In the mean time (as I also told butchs in my forum), if he thinks is mod httpBL the one needing a change and it's so easy to do as just adding a die() somewhere, he should do his own version of mod httpBL instead.

If that is what you want the next release of BB will have httpBL feature available for public use.  I will not take it much further than the core author though.   No, I will not re-write your mod.

The feature has been tested since I stopped using your mod.

[naitram]

i have updated to 2.3.9 and applied for my API key

the MOD passes its internal check

Your host can make remote connection with the DB

when i try and report a spammer the screen just reloads and does not appear to submit anything

[Wizzlefits]

If you check your "My Spammers" page a Stop Forum Spam you'll see the ones you just submitted. (might have to login first)

[rthrash]

@naitram
With 2.3.9 you have to check the person you just reported. I had the same issue, and Snoopy provided a replacement file somewhere in this thread that fixed it for me.

[rthrash]

I have in all my web sites CrawlTrack as a first firewall to stop hackers attempts (the best one I know so far). But the real version from the official site: http://www.crawltrack.net/ Not any of the modified versions I have seen in other places.
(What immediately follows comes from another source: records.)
PR #11132, opened 2019-11-26
PIM-8950: PoC on Content Security Policy

jmleroux:
This PR add a Content Security Policy to prevent the execution of javascript `<script></script>` tags in the PIM, mainly to void direct execution in WYSIWYG editors. Sadly, we still have some legacy and legit scripts tags that still must be executed. For these tags, CSP allows to identify them as legit by adding them a nonce string that must correspond to the same nonce in the CSP headers.

To do that, we add a very simple nonce generator using Uuid. This Uuid is the same for all the request. It is used by a Twig extension to add it in templates and by a response subscriber to add it in the headers.

To sum up the request process:
- twig templates are rendered and the twig extension call the nonce generator. First call will generate it, subsequent calls will just use the cached value.
- before sending the response, the subscriber inject the CSP header. The headers call the nonce generator, again using the cached value
- the response is sent with the same nonce in twig templates and in the headers

### DIFF
--- a/src/Akeneo/Platform/Bundle/UIBundle/EventListener/AddContentSecurityPolicyListener.php
+++ b/src/Akeneo/Platform/Bundle/UIBundle/EventListener/AddContentSecurityPolicyListener.php
@@ -1,0 +1,45 @@
+<?php
+
+namespace Akeneo\Platform\Bundle\UIBundle\EventListener;
+
+use Symfony\Component\EventDispatcher\EventSubscriberInterface;
+use Symfony\Component\HttpKernel\Event\FilterResponseEvent;
+use Symfony\Component\HttpKernel\KernelEvents;
+
+/**
+ * Inject CSP headers in response object
+ *
+ * @author JM Leroux <jean-marie.leroux@akeneo.com>
+ * @copyright 2019 Akeneo SAS (http://www.akeneo.com)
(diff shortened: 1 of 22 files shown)


src/Akeneo/Platform/config/pim.yml
```diff
@@ -29,6 +29,8 @@ imports:
 parameters:
     pim_job_product_batch_size: 100
     env(AKENEO_PIM_URL): ''
+    env(UNIQUE_ID): '2726c7f26c'
```
jmleroux: Default value for the UNIQUE_ID env var in case it is not set.

src/Akeneo/Platform/Bundle/UIBundle/EventListener/AddContentSecurityPolicyListener.php
```diff
@@ -0,0 +1,42 @@
...
+    public static function getSubscribedEvents(): array
+    {
+        return [
+            KernelEvents::RESPONSE => 'addCspHeaders',
+        ];
+    }
+
+    public function addCspHeaders(FilterResponseEvent $event): void
+    {
+        $policy = "frame-src *.youtube.com";
```
jmleroux: This whitelist should be discussed about what we can accept

Fatma3011:
Hi, i have this problem, i can't solve it, any idea please ?


image

Fatma3011:
i coud'nt handle this error, any solution ?

image

PR #16094, opened 2022-01-04
CXP-1041 Display test apps

RiffVentura:
image

PR #16102, opened 2022-01-06
CXP-1048: Be able to create a test app

willy-ahva:

- [ ] Tests
- [ ] Migration & Installer
- [ ] PM Validation (Story)
- [ ] Tech Doc


src/Akeneo/Connectivity/Connection/back/Application/TestApps/Command/CreateTestAppCommandHandler.php
```diff
@@ -0,0 +1,45 @@
...
+    public function __construct(
+        private RandomCodeGeneratorInterface $randomCodeGenerator,
+        private CreateTestAppQueryInterface $createTestAppQuery,
+    ) {
+    }
+
+    /**
+     * @return array{'clientId': string, 'clientSecret': string}
+     */
+    public function handle(CreateTestAppCommand $command): array
```
tseho, line 26: I have a question here, should a CommandHandler return nothing ?
I totally get why it's bothering in the current.
Maybe that the clientId should an UUID created before, included in the Command object.
This way, you can do:

```
$clientId = UUID::create();
$command = new CreateTestAppCommand(
            $clientId,
            $request->get('name', ''),
            $request->get('activateUrl', ''),
            $request->get('callbackUrl', ''),
            $user->getId(),
        );
$handler->handle($command);

$credentials = $this->query->execute($clientId);
```

Thoughts ?

willy-ahva: I asked myself the same question! I think you are right.

src/Akeneo/Connectivity/Connection/back/Infrastructure/Symfony/Resources/config/validation/CreateTestAppCommand.yml
```diff
@@ -0,0 +1,16 @@
...
+            - NotBlank:
+                  message: 'akeneo_connectivity.connection.test_app.errors.creation.name.not_blank'
+
+        activateUrl:
+            - Url:
+                  message: 'akeneo_connectivity.connection.test_app.errors.creation.activate_url.must_be_url'
+
+        callbackUrl:
+            - Url:
+                  message: 'akeneo_connectivity.connection.test_app.errors.creation.callback_url.must_be_url'
```
tseho, line 16: Length too ?
If their urls are longer than 255, it will fail during the insert.

src/Akeneo/Connectivity/Connection/back/tests/Unit/spec/Infrastructure/TestApps/Controller/InternalApi/CreateTestAppsActionSpec.php
```diff
@@ -0,0 +1,172 @@
...
+        FeatureFlag $featureFlag,
+        Request $request,
+    ): void {
+        $featureFlag->isEnabled()->willReturn(false);
+        $this
+            ->shouldThrow(new NotFoundHttpException())
+            ->during('__invoke', [$request]);
+    }
+
+    public function it_redirects_to_the_root_if_the_request_does_not_come_from_a(
```
tseho, line 86:
```suggestion
    public function it_redirects_to_the_root_if_the_request_does_not_come_from_ajax(
```

src/Akeneo/Connectivity/Connection/back/Application/TestApps/Command/CreateTestAppCommandHandler.php
RiffVentura: on the other hand it requires an additional query to database when we already have the information

src/Akeneo/Connectivity/Connection/back/tests/Integration/TestApps/Persistence/CreateTestAppQueryIntegration.php
```diff
@@ -0,0 +1,68 @@
...
+
+class CreateTestAppQueryIntegration extends TestCase
+{
+    private Connection $connection;
+    private CreateTestAppQuery $createTestAppQuery;
+    private RandomCodeGeneratorInterface $randomCodeGenerator;
+
+    public function test_it_creates_a_test_app(): void
+    {
+        $this->createAdminUser();
```
RiffVentura, line 24: returns `UserInterface` so there is no need to fetch Id through `getAdminId`

src/Akeneo/Connectivity/Connection/back/tests/Integration/TestApps/Persistence/GetTestAppSecretQueryIntegration.php
```diff
@@ -0,0 +1,75 @@
...
+
+class GetTestAppSecretQueryIntegration extends TestCase
+{
+    private Connection $connection;
+    private GetTestAppSecretQuery $getTestAppSecretQuery;
+    private RandomCodeGeneratorInterface $randomCodeGenerator;
+
+    public function test_it_gets_the_secret_associated_to_a_test_app_client_id(): void
+    {
+        $this->createAdminUser();
```
RiffVentura, line 24: same here

RiffVentura (approved):

guillaumefer-akeneo (approved):

src/Akeneo/Connectivity/Connection/back/Infrastructure/Symfony/Resources/translations/jsmessages.en_US.yml
```diff
@@ -206,6 +206,21 @@ akeneo_connectivity.connection:
                 redirect_uri:
                     not_blank: The redirect_uri is required.
                     must_be_url: The redirect_uri is not a valid url.
+    test_app:
```
masacc, line 209: there is a pending question for this key here : https://github.com/akeneo/pim-community-dev/pull/16094#discussion_r780098427

src/Akeneo/Connectivity/Connection/back/Application/TestApps/Command/CreateTestAppCommandHandler.php
tseho: Yes it does, but more about having clear purpose and roles between our commands and queries.

Command + Handler: do this specific action/mutation I'm asking, I don't care how. (From the outside, It's hidden in the implem of the handler)
Query: Give me this piece of information. (A query should always be idempotent)

If you start mixing both, you always end up with trouble.

What if later on, we want to return the credentials in another use case ? shit, I can only retrieve them during the creation.
Ok, I can add a new query. But then, you have two way to retrieve the credentials, one way during creation, one way for other use cases. And you have to maintain both and be careful about them staying consistent.

PR #16104, opened 2022-01-06
Add e2e for authentication feature

tomglvng:


tseho (approved):

tseho:
> Failed asserting that actual size 3 matches expected size 2.

Damn, that's right.
It didn't close the tab from the previous test so you now have 3 tabs instead of 2.

My best guest would be, flag the context when a new tab is added.
Add a hook on post-scenario, check if the flag is enabled, meaning a new tab was open, then try those methods:
https://mink.behat.org/en/latest/guides/session.html#resetting-the-session
`$session->restart()` will restart the browser, it's quit slow for the current test, it's not a big deal.

tomglvng:
> Error from the CI:
> 
> > Failed asserting that actual size 3 matches expected size 2.
> 
> Damn, that's right. It didn't close the tab from the previous test so you now have 3 tabs instead of 2.
> 
> My best guest would be, flag the context when a new tab is added. Add a hook on post-scenario, check if the flag is enabled, meaning a new tab was open, then try those methods: https://mink.behat.org/en/latest/guides/session.html#resetting-the-session `$session->restart()` will restart the browser, it's quit slow but for those tests, it's not a big deal.

Thx for helping! Done in https://github.com/akeneo/pim-community-dev/pull/16104/commits/a7ea51cdb3a6783e9a18976a845ba1b48f6ea376

masacc (approved):

RiffVentura (approved):

AymericPlanche (approved):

The real version works perfect with SMF (as it does with Mambo, WordPress, Joomla, etc) and don't need any modification at all.

...

And then to stop spammers I use mod httpBL, mod StopSpammer and a couple of good Anti-spam questions.

Thanks for the reference to Crawltrack; we'll definitely try that out. When you prevent registrations on an IP based on httpBL, how long before you expire the IP Address block? Or is that even the right question?

[naitram]

@naitram
With 2.3.9 you have to check the person you just reported. I had the same issue, and Snoopy provided a replacement file somewhere in this thread that fixed it for me.

if i check them its like they have never been reported.

[rthrash]

Hmmm ... something else must be wrong then. You'll have to wait for a better answer from someone else. Sorry I couldn't be of assistance.

[naitram]

thats ok, i appreciate the response

[Wizzlefits]

i have updated to 2.3.9 and applied for my API key

the MOD passes its internal check

Your host can make remote connection with the DB

when i try and report a spammer the screen just reloads and does not appear to submit anything

The member should turn red when the page reloads and be put into "Awaiting Approval".
Is the reported member in there?
Also, what version of SMF are you running?